Warum sich der Ort lohnt
Das Gifhorner Welfenschloss entstand in der Renaissance und war die Residenz von Herzog Franz von Braunschweig und Lüneburg. Schlossgraben, Innenhof und Kapelle geben dem Besuch auch außerhalb der Museumsräume einen klaren historischen Rahmen.
Im Historischen Museum führen fünf Abteilungen von Ur- und Frühgeschichte über Stadtentwicklung und Industrialisierung bis zur Tier- und Landschaftsgeschichte der Südheide. Für einen ersten Besuch ist eine Auswahl sinnvoller als ein schneller Durchgang durch alle Themen.

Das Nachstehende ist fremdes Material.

PR #3550, opened 2026-02-12
Search input not auto-focusing when popover opens

Hanaffi:
Issue: https://github.com/antiwork/gumroad/issues/3373
Closes: https://github.com/antiwork/gumroad/issues/3373

# Description

## Problem
Popover by default auto-focuses the first input element inside it once opened. But if `forceMount` is set to true, it doesn't. 
When using forceMount on a Radix UI Popover, the component remains in the DOM even when closed, which often conflicts with Radix's automatic focus management. 

I think we should prevent forceMount, but without it, **_many_** specs would fail because a lot of specs expect the content to be present.

## Solution
Focus the input on through an effect.

---

# Before/After

### Before
[Before.webm](https://github.com/user-attachments/assets/59ee302a-cb16-439f-aa6a-704f1f470fac)

### After
[After.webm](https://github.com/user-attachments/assets/5ef6e365-7588-4729-89c0-a2e822392cae)

---

# Test Results
followers test
products test

---

# Checklist

---

# AI Disclosure

Cursor for auto-completion

### DIFF
--- a/spec/requests/followers/followers_spec.rb
+++ b/spec/requests/followers/followers_spec.rb
@@ -54,6 +54,12 @@ describe("Followers", js: true, type: :system) do
       expect(page).to_not have_button "Load more"
     end
 
+    it "autofocuses the search input when the popover is opened" do
+      select_disclosure "Toggle Search" do
+        expect_focused find_field("Search followers")
+      end
+    end
+
     it "supports search functionality" do
       expect(page).to_not have_selector(:table_row, text: "test@example.com")
       select_disclosure "Toggle Search" do


spec/requests/followers/followers_spec.rb
```diff
@@ -54,6 +54,12 @@
       expect(page).to_not have_button "Load more"
     end
 
+    it "autofocuses the search input when the popover is opened" do
+      select_disclosure "Toggle Search" do
+        expect_focused find_field("Search followers")
+      end
+    end
```
Hanaffi, line 61: We could add a Jest test for the Search component’s autofocus behavior instead, it would be faster and more targeted. The E2E test verifies the real user experience in a browser, but a unit test would give quicker feedback during development. Up to the team whether we prefer one or both.

Hanaffi:
@nyomanjyotisa Can you please review this?

spec/requests/followers/followers_spec.rb
slavingia: we use Jest in this project?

Die Schlosskapelle gehört zu den frühen eigens für den evangelischen Gottesdienst errichteten Sakralbauten Norddeutschlands und ist im Rahmen des Museumsbesuchs zugänglich. Öffnung und mögliche Einschränkungen sollten dennoch vorher geprüft werden.
Als Tagesplanung funktioniert entweder Schloss plus Innenstadt oder Schloss plus Mühlenmuseum. Beide Museen ausführlich und weitere Naturziele an einem Tag zu kombinieren, wird schnell zu dicht.